PR #22983, opened 2025-07-21
python312: add python 3.12.11

iigs:
This is a replacement PR for #15955.  

This does not use PR #16200.  GCC_GNU_SHORT_TRIPLET is used internally in Makefile.  If GCC_GNU_SHORT_TRIPLET is so important, PR #16200 would have been integrated already.

All of the tests pass.  This is because no effort was made to limit the amount of memory for each python module.

All of the patches came from #15955 --those that needed to be updated for this release were done so.  51-expat-2-6-test-fail.patch was not included--there is no evidence it is needed.

Python 3.12 is not getting bug fixes any more.  It will get security fixes until 2028.

transform autopyc has to be updated to support minor versions that contains more than one digit.

No effort was made to update ips.mk or shared-macros.mk to start supporting this python release from userland.  I will let someone else do that when it is ready to do so.


components/python/python312/Makefile
```diff
@@ -0,0 +1,211 @@
...
+#
+
+#
+# Copyright (c) 2011, 2020, Oracle and/or its affiliates. All rights reserved.
+# Copyright (c) 2019, Michal Nowak
+# Copyright (c) 2021, Aurelien Larcher
+#
+
+# fewer tests fail
+ENV = /usr/bin/env
```
mtelka, line 29: Please do not do this.

components/python/python312/Makefile
```diff
@@ -0,0 +1,211 @@
...
+# CDDL HEADER END
+#
+
+#
+# Copyright (c) 2011, 2020, Oracle and/or its affiliates. All rights reserved.
+# Copyright (c) 2019, Michal Nowak
+# Copyright (c) 2021, Aurelien Larcher
+#
+
+# fewer tests fail
```
mtelka: In the PR description you claim that all tests pass.  Here that fewer tests fail.  So how is it?

mtelka (changes requested):
Just short and fast initial review.

mtelka (changes requested):
Please move this to `components/python/python-312`.

mtelka:
BTW, I like the idea of doing this without touching the `make-rules` directory.

iigs:
Changed comment in Makefile.  ENV is not changed.
It will be very time consuming to rename every file in this commit to change python312 to python-312.  It is not worth my time to spend an hour or more to manually rename *every* file in this PR to have a new directory structure for python-312.  By keeping the name python312, this matches the existing directory naming scheme for pythonc versions.

iigs:
Fixed p5m files, Makefile, and pkg5.  I had mixed up that I edited the p5m files for a newer python, not the 3.12 files.  I was very confused this past weekend trying to understand why `REQUIRED_PACKAGES += $(OPENSSL_PKG)` wasn't showing up in the Makefile (even though the _ssl library was clearly in the build directory and the tests for SSL passed). Thank you for checking this.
+===+
• **Exercise instructions**:
Would you return all of the data exactly as it stands above?

• **Solution to the exercise**:
PR #22983, opened 2025-07-21
python312: add python 3.12.11

iigs:
This is a replacement PR for #15955.  

This does not use PR #16200.  GCC_GNU_SHORT_TRIPLET is used internally in Makefile.  If GCC_GNU_SHORT_TRIPLET is so important, PR #16200 would have been integrated already.

All of the tests pass.  This is because no effort was made to limit the amount of memory for each python module.

All of the patches came from #15955 --those that needed to be updated for this release were done so.  51-expat-2-6-test-fail.patch was not included--there is no evidence it is needed.

Python 3.12 is not getting bug fixes any more.  It will get security fixes until 2028.

transform autopyc has to be updated to support minor versions that contains more than one digit.

No effort was made to update ips.mk or shared-macros.mk to start supporting this python release from userland.  I will let someone else do that when it is ready to do so.


components/python/python312/Makefile
```diff
@@ -0,0 +1,211 @@
...
+#
+
+#
+# Copyright (c) 2011, 2020, Oracle and/or its affiliates. All rights reserved.
+# Copyright (c) 2019, Michal Nowak
+# Copyright (c) 2021, Aurelien Larcher
+#
+
+# fewer tests fail
+ENV = /usr/bin/env
```
mtelka, line 29: Please do not do this.

components/python/python312/Makefile
```diff
@@ -0,0 +1,211 @@
...
+# CDDL HEADER END
+#
+
+#
+# Copyright (c) 2011, 2020, Oracle and/or its affiliates. All rights reserved.
+# Copyright (c) 2019, Michal Nowak
+# Copyright (c) 2021, Aurelien Larcher
+#
+
+# fewer tests fail
```
mtelka: In the PR description you claim that all tests pass.  Here that fewer tests fail.  So how is it?

mtelka (changes requested):
Just short and fast initial review.

mtelka (changes requested):
Please move this to `components/python/python-312`.

mtelka:
BTW, I like the idea of doing this without touching the `make-rules` directory.

iigs:
Changed comment in Makefile.  ENV is not changed.
It will be very time consuming to rename every file in this commit to change python312 to python-312.  It is not worth my time to spend an hour or more to manually rename *every* file in this PR to have a new directory structure for python-312.  By keeping the name python312, this matches the existing directory naming scheme for pythonc versions.

iigs:
Fixed p5m files, Makefile, and pkg5.  I had mixed up that I edited the p5m files for a newer python, not the 3.12 files.  I was very confused this past weekend trying to understand why `REQUIRED_PACKAGES += $(OPENSSL_PKG)` wasn't showing up in the Makefile (even though the _ssl library was clearly in the build directory and the tests for SSL passed). Thank you for checking this.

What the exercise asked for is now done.